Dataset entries
----
PR #436, opened 2021-04-12
Fixing metrics throwing error for non-pricefeed adapters

### LINKED ISSUE #421: Non-price feed error throws an error when queried due to metrics checking for price feed parameters
Non-blocking error is thrown each time a non-price feed adapter is queried.
```
{"error":{"jobRunID":"1","status":"errored","statusCode":400,"name":"AdapterError"},"level":"error","message":"Error validating input.","instanceId":"bd50ff51-dcc2-459b-924c-41a7e8f8783a","timestamp":"2021-04-07T14:20:40.029Z"}
{"message":"Unable to validate feed name","level":"debug","instanceId":"bd50ff51-dcc2-459b-924c-41a7e8f8783a","timestamp":"2021-04-07T14:20:40.029Z"}
```

The parameters are validated as part of the middleware/metrics system in the /bootstrap/src/lib/metrics/util.ts file and runs the Validator which is throwing the first line of the error above.
```
/**
 * Get feed id name based on input params
 * @param input The adapter input request
 * @returns {string}
 */
export const getFeedId = (input: AdapterRequest): string => {
  const commonFeedParams = {
    base: ['base', 'from', 'coin', 'symbol', 'asset'],
    quote: ['quote', 'to', 'convert'],
  }
  try {
    const validator = new Validator(input, commonFeedParams)
    if (validator.error) {
      logger.debug('Unable to validate feed name')
      return JSON.stringify(input)
    }
    return `${validator.validated.data.base.toUpperCase()}/${validator.validated.data.quote.toUpperCase()}`
  } catch (e) {
    return JSON.stringify(input)
  }
}
```

Can be confusing to operators to see an error when running non-price feed EAs.

aalu1418:
also included small fix to paypal adapter throwing errors

closes #421

### DIFF
--- a/packages/core/bootstrap/src/lib/metrics/util.ts
+++ b/packages/core/bootstrap/src/lib/metrics/util.ts
@@ -39,14 +39,20 @@ export const getFeedId = (input: AdapterRequest): string => {
     base: ['base', 'from', 'coin', 'symbol', 'asset'],
     quote: ['quote', 'to', 'convert'],
   }
-  try {
+
+  // check if string is within array
+  function includesCheck(param: string) {
+    return Object.keys(input.data).includes(param)
+  }
+
+  // run through validdator if input.data object has keys that match potential base and quote parameters
+  if (commonFeedParams.base.some(includesCheck) && commonFeedParams.quote.some(includesCheck)) {
     const validator = new Validator(input, commonFeedParams)
     if (validator.error) {
       logger.debug('Unable to validate feed name')
       return JSON.stringify(input)
     }
     return `${validator.validated.data.base.toUpperCase()}/${validator.validated.data.quote.toUpperCase()}`
-  } catch (e) {
-    return JSON.stringify(input)
   }
+  return JSON.stringify(input)
 }
--- a/packages/sources/paypal/src/endpoint/getPayout.ts
+++ b/packages/sources/paypal/src/endpoint/getPayout.ts
@@ -1,4 +1,4 @@
-import { Validator, AdapterError } from '@chainlink/ea-bootstrap'
+import { Requester, Validator, AdapterError } from '@chainlink/ea-bootstrap'
 import { Config, ExecuteWithConfig } from '@chainlink/types'
 import * as paypal from '@paypal/payouts-sdk'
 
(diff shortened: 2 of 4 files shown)


packages/core/bootstrap/src/lib/metrics/util.ts
```diff
@@ -39,14 +39,20 @@ export const getFeedId = (input: AdapterRequest): string => {
...
+    return Object.keys(input.data).includes(param)
+  }
+
+  // run through validdator if input.data object has keys that match potential base and quote parameters
+  if (commonFeedParams.base.some(includesCheck) && commonFeedParams.quote.some(includesCheck)) {
     const validator = new Validator(input, commonFeedParams)
     if (validator.error) {
       logger.debug('Unable to validate feed name')
       return JSON.stringify(input)
     }
```
aalu1418, line 54: Is this line still necessary if the parameters are checked to be present in line 49? (will it ever error?)

RodrigoAD: I think it won't. Actually, `validator.error` is taking care of the error, so we can remove it 👍

packages/core/bootstrap/src/lib/metrics/util.ts
```diff
@@ -39,14 +39,20 @@ export const getFeedId = (input: AdapterRequest): string => {
...
   }
-  try {
+
+  // check if string is within array
+  function includesCheck(param: string) {
+    return Object.keys(input.data).includes(param)
+  }
+
+  // run through validdator if input.data object has keys that match potential base and quote parameters
+  if (commonFeedParams.base.some(includesCheck) && commonFeedParams.quote.some(includesCheck)) {
```
RodrigoAD, line 49: Perfect

packages/sources/paypal/src/endpoint/getPayout.ts
```diff
@@ -41,7 +41,12 @@ export const execute: ExecuteWithConfig<Config> = async (request, config) => {
   try {
     response = await config.api.client.execute(paypal_req)
   } catch (e) {
-    throw Requester.errored(jobRunID, e)
+    e.message = JSON.stringify({ statusCode: e.statusCode, ...JSON.parse(e.message) })
```
RodrigoAD, line 44: Why is this? `e.statusCode` could go into `AdapterError`, no?

packages/sources/paypal/src/endpoint/getPayout.ts
```diff
@@ -41,7 +41,12 @@ export const execute: ExecuteWithConfig<Config> = async (request, config) => {
...
+    throw new AdapterError({
+      jobRunID,
+      message: e.message,
+      statusCode: 500,
+    })
```
RodrigoAD, line 49: - It would be nice to use `Requester.success` when the call succeeds, so we make sure everything stays uniform.
- About the error, why not forward the same error status code from our adapter? At the end, the paypal client is just making an HTTP request as well
```suggestion
try {
    const response = await config.api.client.execute(paypal_req)
    return Requester.success(jobRunID, { ...response, status: response.statusCode })
  } catch (e) {
    throw Requester.errored(jobRunID, e, e.statusCode)
  }
```

aalu1418: Good points! I will make some changes to use the standard `Requester.success` and `Requester.errored`

My original intention was to standardize the error code that the adapter returned since i saw different errors ranging from 400, 404, and 429 which made it hard to test. But I think I might need to rethink how the test cases are written.

Also for the `success` return, the response structure doesn't match the expected input structure so that's why it's custom. But I think you're right in that it would be useful to standardize the output.

RodrigoAD (approved):
Nice! Thanks!

PR #442, opened 2021-04-14
Adapters for Intrinio, Unibit, Twelvedata

aalu1418:
Adapters for:
- [x] Intrinio - ws (`iex` only) - live feed data
- [x] Unibit - rest - previous EOD data
- [x] Twelvedata - ~ws (to be completed in a different PR)~ rest - previous EOD data


intrinio/package.json
```diff
@@ -0,0 +1,49 @@
+{
+  "name": "@chainlink/intrinio-adapter",
+  "version": "0.0.3",
```
justinkaseman, line 3:
```suggestion
  "version": "0.0.1",
```

twelvedata/src/endpoint/price.ts
```diff
@@ -0,0 +1,31 @@
...
+}
+
+export const execute: ExecuteWithConfig<Config> = async (request, config) => {
+  const validator = new Validator(request, customParams)
+  if (validator.error) throw validator.error
+
+  const jobRunID = validator.validated.id
+  const symbol = validator.overrideSymbol(AdapterName).toUpperCase()
+
+  const url = `price?symbol=${symbol}&apikey=${config.apiKey}`
```
justinkaseman, line 20: You could use `params` on options to pass these in. Might look a little cleaner.

So in this case it would be:
```
const url = 'price'

const params = {
symbol,
apikey: config.apiKey
}

const options = {
...config.api,
params,
url,
}
```

justinkaseman (approved):
Great job! LGTM :+1:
----
Activity:
Wherever the string "queried" appears in the data above, copy the line it sits in.

Response to this task:
### LINKED ISSUE #421: Non-price feed error throws an error when queried due to metrics checking for price feed parameters
Non-blocking error is thrown each time a non-price feed adapter is queried.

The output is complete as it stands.